Regulation of tissue cell mass by the TAS mechanism can be carried out in two physiological regimes – ether by formation of “conservative” or “dynamic” phase of this adaptive reaction. TAS conservative phase is forming under the influence of “weak” unspecific external damaging or “load” influences on cells specialized functions. Here tissue stress provides intratissue adaptation by preservation of the existing cell population in the tissue. It is achieved by raise of cells unspecific resistance under the influence of tissue-specific self-damage of cells by TAS effectors. This prevents entrance of postmitotic cells both into MC and apoptosis. The TAS dynamic phase forms under “strong” external unspecific damaging or “loading” influences on cells specialized functions. According to TAS concept in dynamic phase of tissue stress a summation of damaging influence of stressor (stressors) with cells self-damage by TAS effectors occurs. This leads to stimulation of proliferation (see Proliferation) and to an increase of apoptotic activity (see Apoptosis) simultaneously. Thus, in above case adaptive function of tissue stress realizes by replacement of damaged, dying cells by descendants of cells more resistant to stressor(s) influence.

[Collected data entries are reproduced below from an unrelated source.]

PR #271, opened 2026-05-10
fix: cap session-start/subagent-start hook latency (#221)

### LINKED ISSUE #221: session-start / subagent-start hooks block agent startup for up to 5s on slow/unreachable REST

rohitg00:
## Summary
- `session-start.ts` awaited a 5000ms POST and discarded the response whenever `AGENTMEMORY_INJECT_CONTEXT=false` (the default since 0.8.10) — pure blocking latency on every Claude Code session start.
- `subagent-start.ts` had a `// fire and forget` comment but the code awaited a 2000ms POST.
- Under concurrent fan-out (Slack-bot orchestrators, multi-agent harnesses, fanned `claude -p` jobs) the awaited timeouts stack and create the positive feedback loop the reporter described — leading to iii-engine OOM-kill.

## Fix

As is clear from the foregoing, according to the TAS concept tissue stress mechanism effect on homologous tissue cells is multifarious. It may protect them against the unspecific damaging influences as well as to increase stability of tissue specialized functions in the conditions of prolonged intensive functional activity. Simultaneously, the same mechanism performs intratissue control of cell mass of homologous tissue.